18.12.23

Le monde complexe des normes expliqué simplement

Pour la série "Le monde complexe des normes expliqué simplement", la SNV s'est entretenue avec Urs Fischer, CEO de l'Association suisse de normalisation (SNV). Avec ses histoires et sa riche expérience, il prouve une fois de plus que le travail de normalisation est vivant et parfois plus simple qu'on ne le pense. En outre, des chiffres impressionnants et surprenants nous donnent un aperçu plus détaillé du monde de la normalisation.

SNV Eng

Comment expliquez-vous simplement le monde complexe de la normalisation aux personnes extérieures ?

J’utilise les notes de musique comme exemple. Elles sont une convention et fonctionnent comme une norme. Les notes de musique sont la langue de tous les musiciens et garantissent qu’un morceau sonne à chaque fois de manière identique. De plus, elles sont interopérables : elles fonctionnent partout dans le monde, quel que soit l’instrument de musique avec lequel elles sont jouées.

Où entre-t-on en contact avec les normes dans la vie quotidienne ?
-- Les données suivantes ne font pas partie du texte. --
PR #129, opened 2020-04-23
Add participating stores to Rewards screen

anniero98:

# What's new in this PR

- Added the list of stores which accept rewards to the 'Healthy Rewards' tab.
- Clicking the store name redirects to the map (just as clicking the store card in `StoreListScreen` does)

### Unrelated fixes
- Pulled `rewardPointValue` and `rewardDollarValue` from `/constants` for the cards from #93 
- Added `key` for those lists (would happen rarely in PROD assuming customers have small total purchase amounts in $)
- Added testing bypass button back in `dev` mode (necessary to test this feature since you need to be able to see rewards)
- Renamed a function because it was no longer transitioning to `StoreDetails` LOL

### Online sources

We should fix this error probably? "never" is a scary word 🤷‍♀️ (lol)
https://www.lahteenlahti.com/fixing-virtualizedlists-should-never-be-nested-inside-plain-scrollviews/

### Related PRs

branches off #128 
update #93 

### Styling
Not sure if spacing still needs to be adjusted, especially the indent.

### Functionality
Log in, make sure nothing breaks, and that stores redirect correctly.

Try updating the `rewards accepted` value in the [DEV] Airtable **(but remember to switch it back after, please)**

If erroneous lint/prop-types errors show up, please review #128 

## Next steps

N/A 

- This won't scale well (i.e when > 5 stores are accepting rewards the design should probably be updated, or this feature removed entirely).

* Noticed some very edge-case bugs (should _never_ happen in PROD, though) unrelated to the current PR
* If transaction does not have a `rewardsUnlocked` or `rewardsApplied` value (or whichever) the `Array(rewardsUnlocked)...` throws an error like 'Array size too big', probably because the value is undefined

### Screenshots

image

https://www.loom.com/share/8f9166e49f9544edae54188634e6bd53

CC: @wangannie


components/rewards/RewardsHome.js
```diff
@@ -25,11 +27,31 @@ function createList(n) {
...
+        <Overline style={{ marginTop: 24, marginBottom: 4 }}>
+          Participating Stores
+        </Overline>
+        {participating.map((store) => {
+          return (
+            <Subhead
+              style={{ marginLeft: 8 }}
+              key={store.id}
+              onPress={() =>
+                navigation.navigate('Stores', {
```
wangannie, line 46: Hmm this is really really slow to load for some reason. Could we do first do a `navigation.goBack` then do `changeCurrentStore` from MapScreen to set the store if that's not too clunky?

wangannie: Just so it doesn't leave the user staring at the screen wondering what's happening/what's supposed to happen.

Also, can you wrap these in touchable opacities so there's some response when these are clicked? Even that might help indicate that some action is supposed to happen bc rn it's quite ambiguous.

anniero98: > Could we do first do a navigation.goBack then do changeCurrentStore from MapScreen to set the store if that's not too clunky?

AFAIK this isn't possible? The method that gets invoked is `componentWillReceiveProps`, which is setting the store in `MapScreen`

> can you wrap these in touchable opacities so there's some response when these are clicked

👍

components/rewards/RewardsHome.js
```diff
@@ -25,11 +34,32 @@ function createList(n) {
...
 
-function RewardsHome({ customer }) {
+function RewardsHome({ customer, participating }) {
+  const navigation = useNavigation();
   const rewardsAvailable = parseInt(customer.points, 10) / rewardPointValue;
   const pointsToNext = parseInt(customer.points, 10) % rewardPointValue;
   return (
     <ScrollView style={{ marginLeft: 16, paddingRight: 16 }}>
+      <ColumnContainer>
+        <Overline style={{ marginTop: 24, marginBottom: 4 }}>
```
wangannie, line 44: See the latest designs -- this is moved to the bottom (under Avail rewards).

Also, this is included in the rewards screen even in Guest Mode

anniero98:
Updated styling + added to guest mode
image
image

components/rewards/ParticipatingStores.js
```diff
@@ -0,0 +1,37 @@
...
+  return (
+    <ColumnContainer
+      style={guest ? { marginLeft: 16, marginBottom: 24 } : { marginTop: 28 }}>
+      <Overline style={{}}>Participating Stores</Overline>
+      {participating.map((store) => {
+        return (
+          <TouchableOpacity key={store.id}>
+            <Subhead
+              style={{ marginLeft: 12 }}
+              onPress={() =>
```
wangannie, line 19: When I click this, it doesn't show the map marker as selected.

Tout le monde profite quotidiennement du travail de normalisation, dans la plupart des cas de manière inconsciente.Cela commence dès le matin, lorsque l’on règle la machine à café ou que l’on se brosse les dents, que l’on prend une douche et que l’on se met ensuite de la crème.Par exemple, la valeur RDA (Relative Dentin Abrasion) d’un dentifrice indique l’importance de l’abrasion de la plaque dentaire.Le choix d’un dentifrice est donc plus facile pour les dents sensibles. Le comité ISO “Cosmétique” s’occupe des tests de tolérance cutanée de toutes les crèmes et donne aux gens la certitude qu’ils peuvent utiliser les produits correspondants sans crainte. Si vous vous rendez ensuite au travail à vélo, le casque a été contrôlé selon les normes strictes du CEN. Les normes protègent les consommateurs au quotidien.

Quels sont les nouveaux thèmes abordés par le travail de normalisation en 2023 ?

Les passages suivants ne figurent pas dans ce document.